[Stored data]
Content starts

PR #564, opened 2023-07-24
Separated SDL Init/Quit + Timestaps per logger event

Wohlstand:
There are two changes made:
- SDL init/quit has been moved into separated thing: SDL is much more than just a window, so, it should be initalized globally before everything, and should be closed after everything got been closed too.
- Added timestamps to every log entry written into the file: the time will show how much time was passed since application startup. This could help to debug the performance at certain points.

Content ends

— What this task involves —
Output each record above exactly, omitting nothing.

— Reply to the exercise —
PR #564, opened 2023-07-24
Separated SDL Init/Quit + Timestaps per logger event

Wohlstand:
There are two changes made:
- SDL init/quit has been moved into separated thing: SDL is much more than just a window, so, it should be initalized globally before everything, and should be closed after everything got been closed too.
- Added timestamps to every log entry written into the file: the time will show how much time was passed since application startup. This could help to debug the performance at certain points.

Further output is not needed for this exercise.